START Dataset entries

PR #956, opened 2017-03-27
Remove state out of web servers - remove Project cache

jamiesjc:
Currently, we are using "projectsById" and "projectsByName" to keep the cache info about projects. In order to scale out web servers and remove the state, we need to query DB directly for the project info instead of referring to the cache.


azkaban-common/src/main/java/azkaban/project/ProjectManager.java
```diff
@@ -175,7 +150,16 @@ public Props getProps() {
   }
 
   public List<Project> getProjects() {
-    return new ArrayList<Project>(projectsById.values());
+    List<Project> projects;
```
chengren311: initialize projects

azkaban-common/src/main/java/azkaban/project/ProjectManager.java
```diff
@@ -159,8 +134,8 @@ public Props getProps() {
       logger.error("Bad regex pattern " + regexPattern);
       return array;
     }
-
-    for (Project project : projectsById.values()) {
+    List<Project> projects = getProjects();
+    for (Project project : projects) {
```
chengren311: for (Project project : getProjects()), no need to introduce another variable

azkaban-common/src/main/java/azkaban/project/ProjectManager.java
```diff
@@ -142,7 +116,8 @@ public Props getProps() {
 
   public List<Project> getGroupProjects(User user) {
     List<Project> array = new ArrayList<Project>();
```
chengren311: can you make the name more explicit? array doesn't indicate anything.

azkaban-common/src/main/java/azkaban/project/ProjectManager.java
```diff
@@ -187,7 +171,8 @@ public Props getProps() {
       logger.error("Bad regex pattern " + regexPattern);
       return allProjects;
     }
-    for (Project project : getProjects()) {
+    List<Project> projects = getProjects();
+    for (Project project : projects) {
```
chengren311: why do we need to introduce projects here? why not just for (Project project : getProjects())

azkaban-common/src/main/java/azkaban/project/ProjectManager.java
```diff
@@ -196,21 +181,13 @@ public Props getProps() {
...
-
-    /**
      * Checks if a project is active using project_id
      *
      * @param name
      */
     public Boolean isActiveProject(int id) {
-        return projectsById.containsKey(id);
+      Project project = getProject(id);
+      return project != null;
```
chengren311: getProject(id) != null simpler

azkaban-common/src/main/java/azkaban/project/ProjectManager.java
```diff
@@ -222,14 +199,11 @@ public Boolean isActiveProject(int id) {
...
-            try {
-                fetchedProject = projectLoader.fetchProjectByName(name);
-            } catch (ProjectManagerException e) {
-                logger.error("Could not load project from store.", e);
-            }
+        try {
+            fetchedProject = projectLoader.fetchProjectByName(name);
+            loadAllProjectFlows(fetchedProject);
+        } catch (ProjectManagerException e) {
+            logger.error("Could not load project from store.", e);
```
chengren311: log the project name as well.

kunkun-tang:
Just double check Is this a complete RB to remove project info out of cache? I thought we probably need to modify **class project** as well

azkaban-common/src/main/java/azkaban/project/ProjectManager.java
```diff
@@ -196,21 +181,13 @@ public Props getProps() {
...
-    public Boolean isActiveProject(String name) {
-        return projectsByName.containsKey(name);
-    }
-
-    /**
      * Checks if a project is active using project_id
      *
      * @param name
      */
     public Boolean isActiveProject(int id) {
```
kunkun-tang: Looks like this method is not used any longer? Who will call it ?Should we just remove it? Besides, the method name sounds a bit confused here. We should detect exist here, rather than active, right?

azkaban-common/src/main/java/azkaban/project/ProjectManager.java
kunkun-tang: +1

azkaban-common/src/main/java/azkaban/project/ProjectManager.java
```diff
@@ -118,17 +95,14 @@ private void loadAllProjectFlows(Project project) {
...
-
   public Props getProps() {
     return props;
   }
 
   public List<Project> getUserProjects(User user) {
     ArrayList<Project> array = new ArrayList<Project>();
-    for (Project project : projectsById.values()) {
+    List<Project> projects = getProjects();
+    for (Project project : projects) {
```
kunkun-tang: Should be safe to combine.

azkaban-common/src/main/java/azkaban/project/ProjectManager.java
```diff
@@ -243,14 +217,11 @@ public Project getProject(String name) {
...
-            fetchedProject = projectsById.get(id);
-        } else {
-            try {
-                fetchedProject = projectLoader.fetchProjectById(id);
-            } catch (ProjectManagerException e) {
-                logger.error("Could not load project from store.", e);
-            }
+        try {
+            fetchedProject = projectLoader.fetchProjectById(id);
+            loadAllProjectFlows(fetchedProject);
```
suvodeep-pyne: What does load all project flows do? Are there cases where I need the project and not load the flows?

If they need to always be done together. they should be encapsulated in a method probably in `ProjectLoader` if appropriate.

azkaban-common/src/main/java/azkaban/project/ProjectManager.java
suvodeep-pyne: This may not be required since you either populate the project or you throw a runtime exception.

azkaban-common/src/main/java/azkaban/project/ProjectManager.java
jamiesjc: It is called in handlePurgeProject. A project is active means the boolean active is set to true in DB for that project. I'll add some comments about it.

azkaban-common/src/main/java/azkaban/project/ProjectManager.java
jamiesjc: loadAllProjectFlows() will set the Map<string, Flow> flows for the project. getProject() is called in so many places, not able to enumerate them all...Most of them (>90%) will need to get the flow info, probably not all.

jamiesjc:
@chengren311 Project table has below data: | id | name                               | active | modified_time | create_time   | version | last_modified_by | description                          | enc_type | settings_blob. 
Moving cache info from web servers to DB might downgrade the performance a little bit. Currently the DB query takes about 0.02 sec. Consider our current scale and load, this shouldn't affect much. And we will have master-slave DB plan in the future to overcome potential issues.

jamiesjc:
@suvodeep-pyne 
The results of these methods are not cached. I'm planning to add some metrics to count how often these methods are called.

azkaban-common/src/main/java/azkaban/project/ProjectManager.java
```diff
@@ -118,64 +95,68 @@ private void loadAllProjectFlows(Project project) {
...
-    return array;
+    return userProjects;
   }
 
   public List<Project> getProjects() {
-    return new ArrayList<Project>(projectsById.values());
+    List<Project> projects;
+    try {
+      projects = projectLoader.fetchAllActiveProjects();
+      for (Project proj : projects) {
```
HappyRay: This is a more expensive operation. 

Is this information always needed when getProjects() is called?

azkaban-common/src/main/java/azkaban/project/ProjectManager.java
```diff
@@ -196,61 +177,44 @@ public Props getProps() {
...
-            try {
-                fetchedProject = projectLoader.fetchProjectById(id);
-            } catch (ProjectManagerException e) {
-                logger.error("Could not load project from store.", e);
-            }
+        try {
+            fetchedProject = projectLoader.fetchProjectById(id);
+            loadAllProjectFlows(fetchedProject);
+        } catch (ProjectManagerException e) {
+            logger.error("Could not load project from store.", e);
```
HappyRay: Add the project id to the log?

azkaban-common/src/main/java/azkaban/project/ProjectManager.java
```diff
@@ -268,16 +232,10 @@ public Project createProject(String projectName, String description,
           "Project names must start with a letter, followed by any number of letters, digits, '-' or '_'.");
     }
 
-    if (projectsByName.containsKey(projectName)) {
```
HappyRay: If the project already exists, a DB exception will be thrown now. Right? How is that new exception handled differently from the existing one?

HappyRay:
Could you describe how you test this change? I can't find existing unit tests for this class.

azkaban-common/src/test/java/azkaban/project/MockProjectLoader.java
```diff
@@ -37,30 +39,52 @@ public MockProjectLoader(File dir) {
...
+      }
+    }
+    return activeProjects;
   }
 
   @Override
   public Project fetchProjectById(int id) throws ProjectManagerException {
-    // TODO Auto-generated method stub
-    return null;
+    System.out.println("MockProjectLoader: fetch project by id " + id);
```
ameyamk: Any reason why we use System.out instead of logger?

azkaban-common/src/main/java/azkaban/project/JdbcProjectLoader.java
```diff
@@ -193,17 +193,23 @@ private Project fetchProjectByName(Connection connection, String name)
...
-        Project project = null;
+        Project project;
         ProjectResultHandler handler = new ProjectResultHandler();
+        // select active project from db first, if not exist, select inactive one.
+        // At most one active project with the same name exists in db.
         try {
             List<Project> projects =
                 runner.query(connection,
-                    ProjectResultHandler.SELECT_PROJECT_BY_NAME, handler, name);
+                      ProjectResultHandler.SELECT_ACTIVE_PROJECT_BY_NAME, handler, name);
```
HappyRay: Looks like this is an existing query. How was it used?

Is there a need to return inactive project?

azkaban-common/src/main/java/azkaban/project/ProjectManager.java
HappyRay: I think it is a good practice to always initialize local variables.

azkaban-common/src/main/java/azkaban/project/ProjectManager.java
```diff
@@ -196,61 +174,44 @@ public Props getProps() {
...
-        return projectsByName.containsKey(name);
-    }
-
-    /**
      * Checks if a project is active using project_id
      *
-     * @param name
+     * @param id
      */
     public Boolean isActiveProject(int id) {
```
HappyRay: How was this method used?

azkaban-common/src/test/java/azkaban/project/ProjectManagerTest.java
```diff
@@ -0,0 +1,162 @@
...
+import org.junit.Test;
+
+public class ProjectManagerTest {
+
+  private File workingDir;
+
+  @Before
+  public void setUp() throws Exception {
+    System.out.println("projectManagerTest: create temp dir");
+    synchronized (this) {
```
HappyRay: Why does it need to be synchronized?

azkaban-common/src/test/java/azkaban/project/ProjectManagerTest.java
```diff
@@ -0,0 +1,162 @@
...
+      workingDir = new File("_AzkabanTestDir_" + System.currentTimeMillis());
```
HappyRay: Is this helpful? http://junit.org/junit4/javadoc/4.12/org/junit/rules/TemporaryFolder.html

azkaban-common/src/test/java/azkaban/project/ProjectManagerTest.java
```diff
@@ -0,0 +1,162 @@
...
+    Project project1 = createProjectUtil(manager, projectName1, projectDescription1, user);
+
+    String projectName2 = "myTestFetchAllProjects_2";
+    String projectDescription2 = "This is to test fetching all projects: project_2";
+    Project project2 = createProjectUtil(manager, projectName2, projectDescription2, user);
+
+    List<Project> fetchedProjects = manager.getProjects();
+    Assert.assertTrue("Fetched project_1", fetchedProjects.contains(project1));
+    Assert.assertTrue("Fetched project_2", fetchedProjects.contains(project2));
+    System.out.println("Fetched all projects successfully");
```
HappyRay: Is this log necessary?

HappyRay:
What's the rollback strategy if something goes wrong?

HappyRay:
Are there places where later calls can use the previous DB call results in the context of the same user request? How does it affect consistency?
e.g. one user request translates to  get all projects, doing something else, get one project.

HappyRay:
If we refactor project class and separate out the mutable states from immutable states, can we cache project information?

azkaban-common/src/test/java/azkaban/project/ProjectManagerTest.java
```diff
@@ -0,0 +1,162 @@
...
+
+    Assert.assertTrue("Project Id set", project.getId() > -1);
+    Assert.assertEquals("Project name", projectName, project.getName());
+    Assert.assertEquals("Project description", description,
+        project.getDescription());
+    Assert.assertTrue("Project is active", project.isActive());
+    return project;
+  }
+
+  private void assertProjectMemberEquals(Project p1, Project p2) {
```
HappyRay: Can this method be reused? 
azkaban.project.JdbcProjectLoaderTest#assertProjectMemberEquals

HappyRay: Also have you consider overwriting the equals method of the Project class?

HappyRay:
Removing the project related cache is not enough to scale out web servers. e.g.
azkaban.project.JdbcProjectLoader#createNewProject(java.sql.Connection, java.lang.String, java.lang.String, azkaban.user.User) there will be a race condition if two users try to create projects with the same name at the same time.
Currently the name column is not marked unique, it may work if we change it to unique and let one of the insert fail.

HappyRay:
I don't see anywhere in the non test code that azkaban.project.Project#isActive is used.

azkaban-common/src/test/java/azkaban/project/ProjectManagerTest.java
HappyRay: see azkaban.project.Project#equals
What's the source member used for? It doesn't seem to be used.
azkaban.project.Project#source

azkaban-common/src/test/java/azkaban/project/ProjectManagerTest.java
```diff
@@ -0,0 +1,162 @@
...
+  }
+
+  @Test
+  public void testCreateProject() throws ProjectManagerException {
+    System.out.println("projectManagerTest: testCreateProject");
+    ProjectManager manager = createProjectManager();
+    String projectName = "myTestCreateProject";
+    String projectDescription = "This is to test creating a project";
+    User user = new User("testUser");
+    createProjectUtil(manager, projectName, projectDescription, user);
```
HappyRay: It wasn't clear to me at first where the assertions are.
Consider keeping the util function just as a helper to create projects but not do assertions.

azkaban-common/src/test/java/azkaban/project/ProjectManagerTest.java
```diff
@@ -0,0 +1,162 @@
...
+      }
+    }
+  }
+
+  @Test
+  public void testCreateProject() throws ProjectManagerException {
+    System.out.println("projectManagerTest: testCreateProject");
+    ProjectManager manager = createProjectManager();
+    String projectName = "myTestCreateProject";
+    String projectDescription = "This is to test creating a project";
```
HappyRay: Remove some code duplications?

azkaban-common/src/test/java/azkaban/project/ProjectManagerTest.java
```diff
@@ -0,0 +1,162 @@
...
+    User user = new User("testUser");
+    createProjectUtil(manager, projectName, projectDescription, user);
+    System.out.println("Created project successfully");
+  }
+
+  @Test
+  public void testRemoveProject() throws ProjectManagerException {
```
HappyRay: Since the method is simple
  public synchronized Project removeProject(Project project, User deleter)
    projectLoader.removeProject(project, deleter.getUserId());
    projectLoader.postEvent(project, EventType.DELETED, deleter.getUserId(),
        null);
    return project;
  }
Would using mockito to verify the internal calls be a better test? This will cover for example the user parameter is passed correctly.

HappyRay: Do you plan to update the unit tests for JdbcProjectLoader too? It's ok to do that in a separate pull request.

azkaban-common/src/test/java/azkaban/project/ProjectManagerTest.java
```diff
@@ -0,0 +1,162 @@
...
+  @Test
+  public void testUploadProject() throws ProjectManagerException {
+    System.out.println("projectManagerTest: testUploadProject");
+    ProjectManager manager = createProjectManager();
+    String projectName = "myTestUploadProject";
+    String projectDescription = "This is to test uploading a project";
+    User user = new User("testUser");
+    Project project = createProjectUtil(manager, projectName, projectDescription, user);
+
+    File testDir = new File("src/test/resources/project/testjob/testjob.zip");
```
HappyRay: Doesn't this code depend on the working directory to be set in certain way?

see http://stackoverflow.com/questions/28673651/how-to-get-the-path-of-src-test-resources-directory-in-junit for an alternative. You can find existing tests that use this technique.

azkaban-common/src/test/java/azkaban/project/MockProjectLoader.java
jamiesjc: The output of System.out will be redirected to a local file. This is already implemented for all other unit tests.

azkaban-common/src/main/java/azkaban/project/JdbcProjectLoader.java
```diff
@@ -193,17 +193,23 @@ private Project fetchProjectByName(Connection connection, String name)
         throws ProjectManagerException {
         QueryRunner runner = new QueryRunner();
         // Fetch the project
-        Project project = null;
+        Project project;
```
jamiesjc: Intellij gives this warning saying variable 'project' initializer null is redundant.  It will be assigned value later in project = projects.get(0); It there is any exception, then we don't even need to return project.

azkaban-common/src/main/java/azkaban/project/JdbcProjectLoader.java
jamiesjc: SELECT_ACTIVE_PROJECT_BY_NAME is used when creating a new project.
I also doubt whether we really need to return inactive project. In the future we can probably change the logic to remove inactive projects totally and only return active one. But for now, I just keep the existing logic in case something is breaking.

azkaban-common/src/main/java/azkaban/project/ProjectManager.java
jamiesjc: Intellij will give some optimization suggestions like the initialization is redundant and should be removed.

azkaban-common/src/main/java/azkaban/project/ProjectManager.java
jamiesjc: It is used in handlePurgeProject() which will do the actual cleanup of the projects. If the project is still active, then it will return some error saying the project should be deleted before purging.

azkaban-common/src/test/java/azkaban/project/ProjectManagerTest.java
jamiesjc: Different threads may be creating and deleting the same directory simultaneously, causing some inconsistency issues.

azkaban-common/src/test/java/azkaban/project/ProjectManagerTest.java
jamiesjc: Thanks! This is very helpful. Seems much easier to implement. I'll give it a try.

azkaban-common/src/test/java/azkaban/project/ProjectManagerTest.java
jamiesjc: For different tests, the project names and descriptions are different. Might not be easy to combine those together?

azkaban-common/src/test/java/azkaban/project/ProjectManagerTest.java
HappyRay: Alternatively, you can consider this method:
http://stackoverflow.com/questions/2593154/get-a-resource-using-getresource

azkaban-common/src/main/java/azkaban/project/JdbcProjectLoader.java
HappyRay: Got it. Make sense. Thanks

azkaban-common/src/main/java/azkaban/project/JdbcProjectLoader.java
HappyRay: Understood.

azkaban-common/src/main/java/azkaban/project/ProjectManager.java
HappyRay: Good to know that compiler/IDE will take care of this. Thanks

azkaban-common/src/main/java/azkaban/project/ProjectManager.java
jamiesjc: azkaban.project.JdbcProjectLoader#createNewProject(java.sql.Connection, java.lang.String, java.lang.String, azkaban.user.User) will throw the same exception.

azkaban-common/src/test/java/azkaban/project/ProjectManagerTest.java
jamiesjc: I'll remove this after using the junit tempdir support.

azkaban-common/src/test/java/azkaban/project/ProjectManagerTest.java
jamiesjc: Changed.

azkaban-common/src/test/java/azkaban/project/ProjectManagerTest.java
jamiesjc: Removed.

azkaban-common/src/test/java/azkaban/project/ProjectManagerTest.java
jamiesjc: Changed.

azkaban-common/src/test/java/azkaban/project/ProjectManagerTest.java
jamiesjc: done.

azkaban-common/src/test/java/azkaban/project/ProjectManagerTest.java
```diff
@@ -3,160 +3,180 @@
...
+    }).when(loader).removeProject(project1, user.getUserId());
 
-  @After
-  public void tearDown() throws IOException {
-    System.out.println("Teardown temp dir");
-    synchronized (this) {
-      if (workingDir != null) {
-        FileUtils.deleteDirectory(workingDir);
-        workingDir = null;
+    doAnswer(new Answer<Void>() {
```
HappyRay: Consider setting this only in the tests that need it.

END Dataset entries

Go through the records. Copy each line where "runner" appears.

                 runner.query(connection,
         QueryRunner runner = new QueryRunner();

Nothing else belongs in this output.